Take the records underneath and set them down exactly.
Segment Start: Data extract
PR #28216, opened 2017-06-26
only trigger changeUser if account object really changed

butonic:
While working on #28212 I was profiling the performance for user:sync and this actually made a measurable difference because it was causing the filesystem to be setup repeatedly.

PR #29439, opened 2017-11-03
only trigger changeUser if account object really changed

butonic:
backport of https://github.com/owncloud/core/pull/28216 to 10


DeepDiver1975:
too late - https://github.com/owncloud/core/pull/29429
Segment End: Data extract
Result of the task:
PR #28216, opened 2017-06-26
only trigger changeUser if account object really changed

butonic:
While working on #28212 I was profiling the performance for user:sync and this actually made a measurable difference because it was causing the filesystem to be setup repeatedly.

PR #29439, opened 2017-11-03
only trigger changeUser if account object really changed

butonic:
backport of https://github.com/owncloud/core/pull/28216 to 10


DeepDiver1975:
too late - https://github.com/owncloud/core/pull/29429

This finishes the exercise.